[Collected data entries]
────────

PR #6077, opened 2022-11-12
WIP 8G Loom

barter-simsum:
In fulfillment of https://urbit.org/grants/loom-pointer-compression

This is a WIP.

`|pack` like migration work needs to be completed to enable users
to migrate from 2G/4G -> 8G. This should be opt-in.

Note, comments beginning with `;;:` are notes to myself and you. They will be
deleted before merge. They might ask a question or explain something.


zalberico:
Thanks for writing this up - assigning @joemfb and @belisarius222 to this for context

nix/pkgs/urbit/default.nix
```diff
@@ -80,6 +81,6 @@ in stdenv.mkDerivation {
 
   meta = {
     debug = enableDebug;
-    arguments = lib.optionals enableDebug [ "-g" ];
+    arguments = lib.optionals enableDebug [ "-g3" ];
```
barter-simsum, line 84: the other one

pkg/urbit/noun/retrieve.c
```diff
@@ -1029,63 +1029,46 @@ c3_w
...
-        return ((gal_w + 1) + ((1 << gow_y) - 1)) >> gow_y;
-      }
-    }
+    return (gal_w << (5 - a_y))
+      + (c3_bits_word(daz_w)
+         + max_y
+         >> a_y);
   }
+  c3_y gow_y = (a_y - 5);
+  return ((gal_w + 1) + ((1 << gow_y) - 1)) >> gow_y;
```
barter-simsum, line 1070: I'm not sure this shouldn't just be `gal_w + 1 >> gow_y;` A fakezod boots and runs fine with that definition. Though compared to the previous implementation, this _does_ return different results. Yes, differing results are encountered in the boot process - and rather quickly - so it's not a matter of incomplete test input.

barter-simsum: @joemfb Is there some hoon I could use to catastrophically crash this if the line referenced were changed to `gal_w + 1 >> gow_y;`? I'm just surprised a fakezod booted fine

barter-simsum: And note comments in https://github.com/urbit/urbit/pull/6077/commits/a10e50ac210a022a7a5c72cd7b6457528ed3259a . In current implementation, this _does_ match exactly

joemfb: You could turn on jet equivalence testing for `+met` (in `jets/tree.c`, change `c3y` to `c3n` for `_140_two_met_a`). Or you could boot a fake ship with one version of `u3r_met()`, then delete the snapshot replay it with the other and watch for the mug mismatches.

joemfb: Generally this kind of thing is hard (but not impossible) to detect from hoon -- you're messing with the laws of physics down here.

barter-simsum: Thanks! Actually, I guess I can't say it's an exact match when I also say:

""
Moreover, this change does not artificially limit the size that gal_w can
be. For instance, in the previous implementation, for a value of a_y=2, gal_w
could not exceed the following without bailing:

`(UINT32_MAX - 35) >> 5` =>
`0x07FFFFFF`

Now, gal_w cannot exceed

`((UINT32_MAX - (32 + max_y)) >> (5 - a_y))` =>
`((UINT32_MAX - 35) >> 3)` =>
`0x1FFFFFFF`
""

Maybe "an exact match" was the actual reason for the prior switch case implementation and not optimization?

barter-simsum: So a jet can bail when the equivalent nock wouldn't? In that case, there shouldn't be anything wrong with my change, though I'm running it through the testing you suggested.

barter-simsum: Ok, confirming that the following doesn't show any mug mismatches:

1) boot fakezod with current branch (`u3r_met` changes)
2) delete chk and bhk
3) recompile with old definition of `u3r_met`
4) recompute events -- no mug mismatches

And vice-versa

Though, given your comments above, I certainly _would_ expect mug mismatches if I replaced the last return with `gal_w + 1 >> gow_y;`

barter-simsum: Aside from generalizing and reducing instruction size, the only functional change the new `u3r_met` introduces is it won't bail as early for `a_y` values of 1 or 2.

For instance, for `a_y=2`, previous would bail when `gal_w` exceeds `0x07FFFFFF`. Now it would bail when `gal_w` exceeds `0x1FFFFFFF` (~4x the allowable length)

pkg/urbit/noun/events.c
```diff
@@ -404,29 +404,30 @@ _ce_patch_delete(void)
 static c3_o
 _ce_patch_verify(u3_ce_patch* pat_u)
 {
-  c3_w i_w, pag_w, mug_w;
-  c3_w      mem_w[pag_wiz_i];
-  size_t    off_i, siz_i = pag_siz_i;
-  ssize_t   ret_i;
+  c3_w  pag_w, mug_w;
+  c3_w  mem_w[pag_wiz_i];     /* ;;: This is a VLA, you know... */
```
joemfb, line 408: That's a very good point. It didn't used to be, but was switched (unintentionally I think) in #5881.

barter-simsum: And obviously the same goes for any other arrays declared with `pag_wiz_i` or `pag_siz_i`. Instances in `_ce_patch_apply`, `_ce_image_fine`, `_ce_image_copy`, etc. In this case, yeah a macro actually is better. Or we could adopt c23 and start using the new `constexpr` type. ;)

mcevoypeter: A `const` variable and a `#define` generate identical assembly when compiled with `-O2` or greater, so it's not `mem_w` isn't a variable-length array in release builds. That said, you're right that a macro is probably preferable.

Here's a simple example demonstrating that `const` and `#define` generate identical assembly at `-O2` and above:

```console
$ gcc --version
gcc (GCC) 12.2.0
Copyright (C) 2022 Free Software Foundation, Inc.
This is free software; see the source for copying conditions.  There is NO
warranty; not even for MERCHANTABILITY or FITNESS FOR A PARTICULAR PURPOSE.
$ cat << EOF > main.c
#if defined(CONST)
static const unsigned int len = 4;
#elif defined(MACRO)
# define len 4
#endif

int
main(int argc, char *argv[])
{
  char arr[len];
  arr[0] = 'a';
  arr[1] = 'b';
  arr[2] = 'c';
  arr[3] = 'd';
  return 0;
}
EOF
$ gcc -DCONST -O2 main.c -o const && objdump -d const > const.objdump
$ gcc -DMACRO -O2 main.c -o macro && objdump -d macro > macro.objdump
$ diff const.objdump macro.objdump
2c2
< const:     file format elf64-x86-64
---
> macro:     file format elf64-x86-64
```

barter-simsum: Yep, confirming that these arrays only show up as a VLA on unoptimized (or -O1 -- didn't test) builds. It's my understanding that gcc/clang tends to make VLA initialization an `alloca` call when it can. But this doesn't even matter much in these use cases as they're functionally identical.

Being a VLA would be a bigger deal if these were globals, because we'd be unnecessarily wasting stack space instead of storing it in bss.

joemfb: All that code is synchronous -- there probably should just be a single, global "page-sized scratch buffer".

barter-simsum:
Retiring this PR for a new one on urbit/vere

PR #6079, opened 2022-11-14
u3: fix memory corruption after meld; enforce guard page invariants

### LINKED ISSUE #6078: Running meld on a running ship can lead to memory corruption
The previous memory corruption issue (#6069) had to do with recentering the guard page when you run out of memory. When this was designed we didn't account for padding between inner roads which means we can end up rarely in a situation where there is no guard page present.

This new one is when you meld you're going to overwrite all persistent state in a loom. As part of this page tracking gets turned off, but since 1.9 this includes the guard page. After a meld until the ship is restarted there is no guard page, this means until we have a hotfix for this, melding on running ship can cause a ship to get corrupted (while continuing to run without a restart after the meld completes).

@joemfb has a release candidate out for 1.12 with this fix and may also include assertions alongside this.

joemfb:
This PR fixes another latent memory-corruption bug introduced in v1.10 (see #6072 for context, the bug was introduced in #5881 and #5882).

`|meld` modifies every page of the persistent state, so tracking the pages that it touches is not worthwhile. It's optimized to turn off page-tracking, in such a way that a subsequent snapshot update will restore it. But this optimization has the unfortunate side effect of removing the guard page (which it pre-dates), for the duration of the process (ie, restarting the ship would restore it, and running `meld` as a subcommand does not risk corruption).

This PR restores the guard page after turning off (all other) page tracking, and maintains or asserts other relevant invariants of the guard page system.

Fixes #6078.

### DIFF
--- a/pkg/urbit/noun/events.c
+++ b/pkg/urbit/noun/events.c
@@ -568,6 +568,9 @@ _ce_patch_compose(void)
 
     nor_w = (nwr_w + (pag_wiz_i - 1)) >> u3a_page;
     sou_w = (swu_w + (pag_wiz_i - 1)) >> u3a_page;
+
+    c3_assert(  ((gar_pag_p >> u3a_page) >= nor_w)
+             && ((gar_pag_p >> u3a_page) <= (u3P.pag_w - (sou_w + 1))) );
   }
 
 #ifdef U3_SNAPSHOT_VALIDATION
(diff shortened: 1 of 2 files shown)


joemfb:
This first three commits in this PR will be in a hotfix release ASAP (the fourth only pertains to demand paging).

────────

To do :: Filter the preceding entries down to the lines with "also".

Output for this task ::
barter-simsum: Thanks! Actually, I guess I can't say it's an exact match when I also say:
@joemfb has a release candidate out for 1.12 with this fix and may also include assertions alongside this.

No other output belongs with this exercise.